Constructing one-forms on a Riemann surface using the uniformization theorem

I found this statement about proving the existence of one-forms on a Riemann surface in an answer on MathOverflow:

This deep fact is essentially the same as the uniformization theorem. The problem is how to construct at least one holomorphic or meromorphic form with prescribed singularity. All known proofs use some Analysis, and none of them is simple. Once you have Uniformization, it is easy to construct holomorphic forms.
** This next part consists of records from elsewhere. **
PR #1818, opened 2026-02-24
docs(gen-book): add ability to insert prose snippet in book pages

jkr-ariel:
# Description

This PR adds the ability to insert prose snippets in book pages. This will be useful when we want to document board (or chip) specific information such as the flashing process or other caveats.

## Issues/PRs References

Linked to #1815.

## Changelog Entry

It is now possible to add arbitrary prose snippets in book or chip pages by adding a `prose` field to the relevant object in `doc/support_matrix.yml`.

## Change Checklist

- [ ] The [commit history][conventional-commits] will be clean at the latest after applying [autosquash].
- [ ] I have followed the [Coding Conventions][coding-conventions].
- [ ] I have tested and performed a self-review of my own code.
- [ ] I have made corresponding changes to the documentation.

[conventional-commits]: https://www.conventional-commits.org/en/v1.0.0/
[coding-conventions]: https://ariel-os.github.io/ariel-os/dev/docs/book/coding-conventions.html
[autosquash]: https://git-scm.com/docs/git-rebase#Documentation/git-rebase.txt---autosquash

Issue #1815, opened 2026-02-19
Ability to insert prose snippets in support documentation


ROMemories:
It would be useful to be able to insert "prose snippets" in the chip and board documentation we have. This would be particularly useful to provide guidance on how to flash boards, as it is not always that simple (see #876).

In particular, it should be possible to:

- [x] Insert one-off prose in some predefined locations in board pages. #1818
- [x] Define re-usable prose snippets once in the `support_matrix.yml`, and be able to use them for multiple boards. #1833

PR #1833, opened 2026-02-27
docs(support-matrix): add reusable prose snippets

jkr-ariel:
# Description

This adds introduces reusable prose snippets in the support matrix.

## Issues/PRs References

Linked to #1815.
Follow up to #1818.

## Changelog Entry

Contributors can now add prose snippets in `doc/support_matrix.yml` that can be reused within the support matrix.

## Change Checklist

### DIFF
--- a/doc/gen_book.rs
+++ b/doc/gen_book.rs
@@ -681,115 +681,146 @@ fn validate_input(matrix: &schema::Matrix) -> Result<(), Error> {
 }
 
 fn gen_board_functionalities(matrix: &schema::Matrix) -> Result<Vec<BoardInfo>, Error> {
-    let boards =
-        matrix.boards.iter().map(|board_info| {
-            let builders =
-                board_info.builders.iter().map(|builder_technical_name| {
-                    let builder_info = matrix.builders.get(builder_technical_name).ok_or(vec![
-                        Error::InvalidBuilderName {
-                            found: builder_technical_name.to_owned(),
-                            board: board_info.name.to_owned(),
-                        },
-                    ])?;
+    let boards = matrix.boards.iter().map(|board_info| {
+        let builders = board_info.builders.iter().map(|builder_technical_name| {
+            let builder_info = matrix.builders.get(builder_technical_name).ok_or(vec![
+                Error::InvalidBuilderName {
+                    found: builder_technical_name.to_owned(),
+                    board: board_info.name.to_owned(),
+                },
+            ])?;
 
-                    // Implement chip info inheritance
-                    let chip_info = matrix.chips.get(&builder_info.chip).ok_or(vec![
-                        Error::InvalidChipName {
-                            found: builder_info.chip.to_owned(),
-                            board: board_info.name.to_owned(),
-                        },
-                    ])?;
+            // Implement chip info inheritance
+            let chip_info =
+                matrix
+                    .chips
+                    .get(&builder_info.chip)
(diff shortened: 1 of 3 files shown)


jkr-ariel:
Added a test commit to see how the note snippets are rendered.

jkr-ariel:
Currently the content of the note snippet is concatenated with the existing note (if any). We might want to have a clearer separation between the note and the different note snippets.

doc/support_matrix.yml
```diff
@@ -166,6 +170,8 @@ chips:
       wifi: not_available
       ble: supported
       ethernet: not_available
+    note_snippets:
+      - test
```
ROMemories: It seems to me that this note, being added on a chip, isn't rendered, is it? We do need to be able to add these notes on chips to replace the current notes about the MAC address generation for Ethernet on STM32 chips.

doc/gen_book.rs
```diff
@@ -681,116 +681,163 @@ fn validate_input(matrix: &schema::Matrix) -> Result<(), Error> {
...
+                let errors = snippets
+                    .clone()
+                    .into_iter()
+                    .filter_map(Result::err)
+                    .collect::<Vec<_>>();
+                if !errors.is_empty() {
+                    return Err(errors);
+                }
+            }
+            // Safe to unwrap here since we check of errors above
```
ROMemories:
```suggestion
            // Safe to unwrap here since we checked for errors above
```

ROMemories (commented):
This seems very useful on the builders, and whitespace seems to be appropriately handled, but I can't get it to work for the chips.

doc/support_matrix.yml
jkr-ariel: Yes, I realise that I did not implement it for chips...

jkr-ariel: Fixed

doc/gen_book.rs
```diff
@@ -851,12 +927,29 @@ fn gen_chip_functionalities(matrix: &schema::Matrix) -> Result<Vec<ChipInfo>, Er
...
+                tmp.push_str(&notes);
+                tmp.push_str("\n\n");
+                tmp.push_str(&snippets.as_slice().join("\n\n"));
+                merged_notes = Some(tmp)
+            } else {
+                merged_notes = Some(snippets.as_slice().join("\n\n"));
+            }
+        } else {
+            merged_notes = notes;
+        }
```
ROMemories: I think this is exactly the same thing as above; can you factor this out?

ROMemories (commented):
Tested added note snippets on chips, that does work now (and builders still work as expected). Also tested adding both free-form notes and snippets on the same item. Should be good to go after this small refactor.

doc/gen_book.rs
```diff
@@ -909,6 +969,23 @@ fn add_custom_filters(env: &mut Environment) {
     env.add_filter("capitalize_first", capitalize_first);
 }
 
+fn merge_notes(notes: Option<String>, note_snippet_content: Option<Vec<String>>) -> Option<String> {
```
ROMemories, line 972: For reference, it would be better to take an `Option<&str>` and use `.deref()` at the call sites; but that doesn't really matter in this script, no need to change it.

ROMemories (approved):
LGTM, please remove the test commit and we'll merge this. I'll then do a follow-up PR to leverage this for the duplicate note that we have.

PR #1687, opened 2026-01-14
feat: driver for the SHT3x series of sensors

anlavandier:
# Description
 A driver for the [SHT3X](https://sensirion.com/media/documents/213E6A3B/63A5A569/Datasheet_SHT3x_DIS.pdf) series of humidity and temperature sensors from Sensiron.

## Testing
Testing done on an Ulanzi TC001 smart clock (ESP32-WROOM-32D)
Now can be done easily with `laze build -b ulanzi-tc001 -C examples/sensors-debug run`

## Changelog Entry

A sensor driver for the SHT3X series of sensors, compatible with the sensor API, is now available.

## Change Checklist

- [ ] I have cleaned up my [commit history][conventional-commits] and squashed fixup commits.
- [ ] I have followed the [Coding Conventions][coding-conventions].
- [ ] I have tested and performed a self-review of my own code.
- [ ] I have made corresponding changes to the documentation.

[conventional-commits]: https://www.conventional-commits.org/en/v1.0.0/
[coding-conventions]: https://ariel-os.github.io/ariel-os/dev/docs/book/coding-conventions.html

PR #1841, opened 2026-03-02
fix(sensors): add built-in sensors to the workspace explicitly

ROMemories:
# Description

As pointed out in https://github.com/ariel-os/ariel-os/pull/1687#issuecomment-3982986508, sensor driver crates were not properly added as workspace members. This explicitly adds the crates to the workspace.

## Testing

Using `ci-build:stm32`, but really this doesn't change anything compilation-wise, and the lockfile is not modified.

## Change Checklist

### DIFF
--- a/Cargo.toml
+++ b/Cargo.toml
@@ -146,6 +146,11 @@ ariel-os-storage = { path = "src/ariel-os-storage" }
 ariel-os-threads = { path = "src/ariel-os-threads" }
 ariel-os-utils = { path = "src/ariel-os-utils", default-features = false }
 
+# Built-in sensor drivers.
+ariel-os-sensor-lis2du12 = { path = "src/sensors/ariel-os-sensor-lis2du12" }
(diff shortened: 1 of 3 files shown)


Cargo.toml
```diff
@@ -27,6 +27,9 @@ members = [
   "src/lib/coapcore",
   "src/lib/rbi",
   "src/lib/ringbuffer",
+  "src/sensors/ariel-os-sensor-lis2du12",
+  "src/sensors/ariel-os-sensor-lps22df",
+  "src/sensors/ariel-os-sensor-stts22h",
```
ROMemories, line 32: I would rather use `src/sensors/*` (which would in particular avoid potential conflicts here), but @kaspar030 didn't [seem too big on the idea](https://github.com/ariel-os/ariel-os/pull/1361#discussion_r2358880642).

ROMemories: I guess having to list them as dependencies makes this moot anyway.

kaspar030: (I still wouldn't want globs there.)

Why is this easy? Uniformization tells us that any Riemann surface has a universal cover that is $\mathbb D$, $\mathbb C$, or $\mathbb P^1$. It is easy to transfer forms from the base space to the covering space by pulling back. But how do we use the covering map to construct forms with prescribed singularities on the base space?

Solution 1:

Note that the quote does not talk about one-forms, just about forms. Concentrating on the hyperbolic case, if the surface is $\mathbb{D}/\Gamma$, where $\Gamma$ is a group of Möbius transformations acting freely and properly discontinuously on $\mathbb{D}$, then it is easy to show that $\sum_{\gamma \in \Gamma} |\gamma'(z)|^2$ converges locally uniformly in $\mathbb{D}$ (essentially because $\mathbb{D}$ has finite Euclidean area.) Then the function $$ F(z) = \sum_{\gamma\in\Gamma} \frac{\gamma'(z)^2}{\gamma(z)} $$ is meromorphic in $\mathbb{D}$ and satisfies $F(\gamma(z)) \gamma'(z)^2 = F(z)$ for all $z \in \mathbb{D}$ and $\gamma \in \Gamma$. Furthermore, it has simple poles on the $\Gamma$-orbit of $0$. This shows that $F$ defines a meromorphic quadratic differential form on $\mathbb{D}/\Gamma$ with one singularity.

It is now easy to modify this construction to move the singularity to any other point, and a quotient of two such quadratic differentials with singularities at different points will give a non-constant meromorphic function.